╭──

PR #5333, opened 2018-11-20
Fix Language::Java::java_home_cmd for Linux

sjackman:
`/usr/libexec/java_home` is specific to macOS.

### DIFF
--- a/Library/Homebrew/language/java.rb
+++ b/Library/Homebrew/language/java.rb
@@ -1,16 +1,29 @@
 module Language
   module Java
-    def self.java_home_cmd(version = nil)
-      version_flag = " --version #{version}" if version
-      "/usr/libexec/java_home#{version_flag}"
+    def self.java_home_cmd(_ = nil)
+      # macOS provides /usr/libexec/java_home, but Linux does not.
+      raise NotImplementedError
+    end
+
+    def self.java_home(version = nil)
+      req = JavaRequirement.new [*version]
+      raise UnsatisfiedRequirements, req.message unless req.satisfied?
+      req.java_home
+    end
+
+    # @private
+    def self.java_home_shell(version = nil)
+      java_home(version).to_s
     end
 
     def self.java_home_env(version = nil)
-      { JAVA_HOME: "$(#{java_home_cmd(version)})" }
+      { JAVA_HOME: java_home_shell(version) }
     end
 
     def self.overridable_java_home_env(version = nil)
-      { JAVA_HOME: "${JAVA_HOME:-$(#{java_home_cmd(version)})}" }
+      { JAVA_HOME: "${JAVA_HOME:-#{java_home_shell(version)}}" }
     end
   end
 end
+
+require "extend/os/language/java"
--- a/Library/Homebrew/test/language/java_spec.rb
+++ b/Library/Homebrew/test/language/java_spec.rb
@@ -1,25 +1,37 @@
 require "language/java"
 
 describe Language::Java do
+  describe "::java_home" do
+    it "returns valid JAVA_HOME if version is specified", :needs_java do
+      java_home = described_class.java_home("1.8+")
+      expect(java_home/"bin/java").to be_an_executable
+    end
+
+    it "returns valid JAVA_HOME if version is not specified", :needs_java do
+      java_home = described_class.java_home
+      expect(java_home/"bin/java").to be_an_executable
+    end
+  end
+
   describe "::java_home_env" do
-    it "returns java_home path with version if version specified" do
+    it "returns java_home path with version if version specified", :needs_macos do
       java_home = described_class.java_home_env("blah")
       expect(java_home[:JAVA_HOME]).to include("--version blah")
     end
 
-    it "returns java_home path without version if version is not specified" do
+    it "returns java_home path without version if version is not specified", :needs_java do
       java_home = described_class.java_home_env
       expect(java_home[:JAVA_HOME]).not_to include("--version")
     end
   end
 
   describe "::overridable_java_home_env" do
-    it "returns java_home path with version if version specified" do
+    it "returns java_home path with version if version specified", :needs_macos do
       java_home = described_class.overridable_java_home_env("blah")
       expect(java_home[:JAVA_HOME]).to include("--version blah")
     end
 
-    it "returns java_home path without version if version is not specified" do
+    it "returns java_home path without version if version is not specified", :needs_java do
       java_home = described_class.overridable_java_home_env
       expect(java_home[:JAVA_HOME]).not_to include("--version")
     end
--- a/Library/Homebrew/test/spec_helper.rb
+++ b/Library/Homebrew/test/spec_helper.rb
@@ -85,6 +85,16 @@ RSpec.configure do |config|
     skip "Not on macOS." unless OS.mac?
   end
 
+  config.before(:each, :needs_java) do
+    java_installed = if OS.mac?
+      Utils.popen_read("/usr/libexec/java_home", "--failfast")
+      $CHILD_STATUS.success?
+    else
+      which("java")
+    end
+    skip "Java not installed." unless java_installed
+  end
+
   config.before(:each, :needs_python) do
     skip "Python not installed." unless which("python")
   end
--- a/Library/Homebrew/extend/os/language/java.rb
+++ b/Library/Homebrew/extend/os/language/java.rb
@@ -1,0 +1,1 @@
+require "extend/os/mac/language/java" if OS.mac?
--- a/Library/Homebrew/extend/os/mac/language/java.rb
+++ b/Library/Homebrew/extend/os/mac/language/java.rb
@@ -1,0 +1,18 @@
+module Language
+  module Java
+    def self.java_home_cmd(version = nil)
+      version_flag = " --version #{version}" if version
+      "/usr/libexec/java_home#{version_flag}"
+    end
+
+    def self.java_home(version = nil)
+      cmd = Language::Java.java_home_cmd(version)
+      Pathname.new Utils.popen_read(cmd).chomp
+    end
+
+    # @private
+    def self.java_home_shell(version = nil)
+      "$(#{java_home_cmd(version)})"
+    end
+  end
+end
--- a/Library/Homebrew/extend/pathname.rb
+++ b/Library/Homebrew/extend/pathname.rb
@@ -356,7 +356,7 @@ class Pathname
   def write_jar_script(target_jar, script_name, java_opts = "", java_version: nil)
     mkpath
     java_home = if java_version
-      "JAVA_HOME=\"$(#{Language::Java.java_home_cmd(java_version)})\" "
+      "JAVA_HOME=\"#{Language::Java.java_home_shell(java_version)}\" "
     end
     join(script_name).write <<~SH
       #!/bin/bash
--- a/Library/Homebrew/requirements/java_requirement.rb
+++ b/Library/Homebrew/requirements/java_requirement.rb
@@ -1,6 +1,8 @@
 require "language/java"
 
 class JavaRequirement < Requirement
+  attr_reader :java_home
+
   fatal true
   download "https://www.oracle.com/technetwork/java/javase/downloads/index.html"
 


sjackman:
Linuxbrew/brew has been using this fix since 2015-03-07.

Library/Homebrew/language/java.rb
```diff
@@ -1,16 +1,15 @@
 module Language
   module Java
-    def self.java_home_cmd(version = nil)
-      version_flag = " --version #{version}" if version
-      "/usr/libexec/java_home#{version_flag}"
-    end
+    def self.java_home_cmd(_version = nil); end
```
MikeMcQuaid: I don't think this is a correct implementation. See the uses of this in Homebrew/homebrew-core; they won't work after this. It would be good to use something here that makes sense there.

Library/Homebrew/language/java.rb
```diff
@@ -1,16 +1,15 @@
...
 
-    def self.java_home_env(version = nil)
-      { JAVA_HOME: "$(#{java_home_cmd(version)})" }
+    def self.java_home_env(_version = nil)
```
MikeMcQuaid: I don't think this is a correct implementation. See the uses of this in Homebrew/homebrew-core; they won't work after this. It would be good to use something here that makes sense there.

Library/Homebrew/language/java.rb
```diff
@@ -1,16 +1,15 @@
...
+      {}
     end
 
-    def self.overridable_java_home_env(version = nil)
-      { JAVA_HOME: "${JAVA_HOME:-$(#{java_home_cmd(version)})}" }
+    def self.overridable_java_home_env(_version = nil)
```
MikeMcQuaid: I don't think this is a correct implementation. See the uses of this in Homebrew/homebrew-core; they won't work after this. It would be good to use something here that makes sense there.

Library/Homebrew/language/java.rb
```diff
@@ -2,7 +2,7 @@ module Language
   module Java
     def self.java_home_cmd(version = nil)
       version_flag = " --version #{version}" if version
-      "/usr/libexec/java_home#{version_flag}"
+      "#{HOMEBREW_BREW_FILE} java-home#{version_flag}"
```
MikeMcQuaid: A new documented command seems pretty overkill? Could perhaps do something like `raise NotImplementedError` on the generic/non-Mac implementation? Is this used in Linuxbrew formulae and needed to work?

sjackman: `write_jar_script` uses `Language::Java.java_home_cmd`, so for that reason, it does need to work. Making it an option of an existing command doesn't seem as clean to me as a new command.

MikeMcQuaid: What was the existing Linuxbrew implementation of this? We make `write_jar_script` use a more generically named function which used `java_home_cmd` only on macOS.

sjackman: The existing implementation of `java_home_cmd` returns `nil`, and the existing implementations of `java_home_env` and `overridable_java_home_env` return `{}`, which was the first version of this PR that I submitted. When `JAVA_HOME` is not defined, most tools will use the `java` interpreter found in `PATH`, which, when there is only a single Java interpreter installed, is good enough.

One place when I've seen this not work is when building a native JNI library, and the build script expects `JAVA_HOME` to be defined to find `$JAVA_HOME/include`.

sjackman:
The shell script created by `write_jar_script` looks like this:
```sh
#!/bin/bash
JAVA_HOME="$(/usr/libexec/java_home --version 1.8)" exec "/usr/local/Cellar/igv/2.4.14/libexec/igv.sh" "$@"
```
rather than being hard coded like for example this:
```sh
JAVA_HOME=/Library/Java/JavaVirtualMachines/jdk1.8.0_73.jdk/Contents/Home exec "/usr/local/Cellar/igv/2.4.14/libexec/igv.sh" "$@"
```
The former is better, because the latter would break when the Java interpreter is upgraded.

I feel that providing a script that is functionally equivalent to macOS's `/usr/libexec/java_home` is the most straight forward approach to achieving this same functionality on Linux.

Library/Homebrew/language/java.rb
MikeMcQuaid: > The existing implementation of `java_home_cmd` returns `nil`, and the existing implementations of `java_home_env` and `overridable_java_home_env` return `{}`, which was the first version of this PR that I submitted.

I don't think those versions should be empty no-ops but I think a new command is a bit overkill in the opposite direction. The original implementation with `raise NotImplementedError` scattered around where appropriate feels like it may be a good call.

MikeMcQuaid:
> I feel that providing a script that is functionally equivalent to macOS's `/usr/libexec/java_home` is the most straight forward approach to achieving this same functionality on Linux.

I don't like the idea of having a new Homebrew command that's only relevant to make Linux formulae behave a bit more like Homebrew's. There must be a way that e.g. Debian and Fedora already handle something similar.

Library/Homebrew/language/java.rb
sjackman: This PR implements equivalent functionality to macOS, which I think is the best possible scenario. If your objection is that `brew java-home` is user-facing and documented, we can find a way to hide this tool so that it's internal to Homebrew.

sjackman:
This PR implements equivalent functionality to macOS, which I think is the best possible scenario. If your objection is that brew java-home is user-facing and documented, we can find a way to hide this tool so that it's internal to Homebrew.

sjackman:
I've pushed take three of this PR. It uses `/usr/libexec/java_home` on macOS. 
`Language::Java::java_home_cmd` is not implemented on Linux and raises `NotImplementedError`.
`Language::Java::java_home` uses `java_home_cmd` on macOS and `JavaRequirement.java_home` on Linux.
`Language::Java::java_home_env` uses `Language::Java::java_home`.

Library/Homebrew/language/java.rb
```diff
@@ -1,16 +1,23 @@
 module Language
   module Java
-    def self.java_home_cmd(version = nil)
-      version_flag = " --version #{version}" if version
-      "/usr/libexec/java_home#{version_flag}"
+    def self.java_home_cmd(_version = nil)
+      raise NotImplementedError
+    end
+
+    def self.java_home(version = nil)
```
MikeMcQuaid: Do you see this being a new method that's called by formulae? If not, could move it somewhere else less public or add a `@private` at least.

Library/Homebrew/test/language/java_spec.rb
```diff
@@ -1,7 +1,7 @@
 require "language/java"
 
 describe Language::Java do
-  describe "::java_home_env" do
+  describe "::java_home_env", :needs_macos do
```
MikeMcQuaid: This should work on Linux, no?

Library/Homebrew/test/language/java_spec.rb
```diff
@@ -13,7 +13,7 @@
     end
   end
 
-  describe "::overridable_java_home_env" do
+  describe "::overridable_java_home_env", :needs_macos do
```
MikeMcQuaid: This should work on Linux, no?

Library/Homebrew/language/java.rb
sjackman: 9/14 uses of `java_home_cmd` look like…
```ruby
    cmd = Language::Java.java_home_cmd("1.8")
    ENV["JAVA_HOME"] = Utils.popen_read(cmd).chomp
```
A function that immediately evaluates to `java_home` (like the Linux implementation) seems useful.
```ruby
    ENV["JAVA_HOME"] = Language::Java.java_home("1.8")
```
That doesn't however work with the current macOS implementation of `java_home`, which evaluates to the string `"$(/usr/libexec/java_home …)"`, and not the actual home.

I'll take a stab at making a useful `java_home` function and hiding the private one that possibly evaluates to `$(…)` on macOS.

Library/Homebrew/test/language/java_spec.rb
sjackman: The current test which searches for the `version` string (e.g. `"1.8+"`) in `java_home` does not work. I can modify the test.

Library/Homebrew/test/language/java_spec.rb
sjackman: Ditto.

Library/Homebrew/language/java.rb
sjackman: On second though, it's not worth creating a new function for just 9 uses in Homebrew/core. I'll make `java_home` private.

Library/Homebrew/test/language/java_spec.rb
sjackman: Hmm. No, `:needs_macos` is more correct than `:needs_java`.
```ruby
java_home = described_class.java_home_env("blah")
```
On macOS this test is fine, but on Linux it fails unless Java version `blah` is installed, because on Linux it uses `JavaRequirement` to check that that particular version of Java is installed.

Library/Homebrew/language/java.rb
sjackman: I'm game for implementing it, but the current implementation is not sufficient. On macOS,
```ruby
ENV["JAVA_HOME"] = Language::Java.java_home("1.8")
```
would evaluate to 
```ruby
ENV["JAVA_HOME"] = "$(/usr/libexec/java_home --version 1.8"
```
which is incorrect. It should evaluate to
```ruby
ENV["JAVA_HOME"] = "/Library/Java/JavaVirtualMachines/jdk1.8.0_181.jdk/Contents/Home"
```

Library/Homebrew/test/language/java_spec.rb
MikeMcQuaid: @sjackman Fine with me as long as we have new tests for each of the generic cases that are implemented.

Library/Homebrew/language/java.rb
sjackman: > I'm game for it being public if it'd be used for that. I think 9 uses is sufficient 👍

`Language::Java.java_home` is now implemented, public, and tested.

Library/Homebrew/test/language/java_spec.rb
sjackman: I've added a test for the new `Language::Java.java_home` method.

sjackman:
@MikeMcQuaid Thanks for the feedback. Good to merge?

Library/Homebrew/language/java.rb
```diff
@@ -1,16 +1,28 @@
 module Language
   module Java
-    def self.java_home_cmd(version = nil)
-      version_flag = " --version #{version}" if version
-      "/usr/libexec/java_home#{version_flag}"
+    def self.java_home_cmd(_version = nil)
+      raise NotImplementedError
```
MikeMcQuaid: A comment might be useful to explain why this is the case.

Library/Homebrew/language/java.rb
```diff
@@ -1,16 +1,28 @@
 module Language
   module Java
-    def self.java_home_cmd(version = nil)
-      version_flag = " --version #{version}" if version
-      "/usr/libexec/java_home#{version_flag}"
+    def self.java_home_cmd(_version = nil)
```
MikeMcQuaid: `_ = nil`

Library/Homebrew/test/spec_helper.rb
```diff
@@ -85,6 +85,10 @@
     skip "Not on macOS." unless OS.mac?
   end
 
+  config.before(:each, :needs_java) do
+    skip "Java not installed." unless which("java")
```
MikeMcQuaid: This will behave oddly on macOS with the `java` shim but Java not being installed. Might want to use similar logic to the `JavaRequirement`.

sjackman: Good catch. Fixed.

Library/Homebrew/test/spec_helper.rb
```diff
@@ -85,6 +85,16 @@
     skip "Not on macOS." unless OS.mac?
   end
 
+  config.before(:each, :needs_java) do
+    java_installed = if OS.mac?
+      Utils.popen_read("/usr/libexec/java_home", "--failfast")
+      $CHILD_STATUS.success?
```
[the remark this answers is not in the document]
sjackman: I used `Utils.popen_read` so that it has the standard behaviour of silencing `stderr` by default and showing it when `HOMEBREW_STDERR` is enabled.

sjackman:
> One final comment: feel free to address or merge as-is, don't feel strongly. Thanks for bearing with me here and sorry for all the back and forth. We're getting close 😍

Thanks for the review, Mike. Merged!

╰──

What the task requires
Which lines in the records above contain the string "equivalent"? Copy them.

Response to this task
I feel that providing a script that is functionally equivalent to macOS's `/usr/libexec/java_home` is the most straight forward approach to achieving this same functionality on Linux.
> I feel that providing a script that is functionally equivalent to macOS's `/usr/libexec/java_home` is the most straight forward approach to achieving this same functionality on Linux.
sjackman: This PR implements equivalent functionality to macOS, which I think is the best possible scenario. If your objection is that `brew java-home` is user-facing and documented, we can find a way to hide this tool so that it's internal to Homebrew.
This PR implements equivalent functionality to macOS, which I think is the best possible scenario. If your objection is that brew java-home is user-facing and documented, we can find a way to hide this tool so that it's internal to Homebrew.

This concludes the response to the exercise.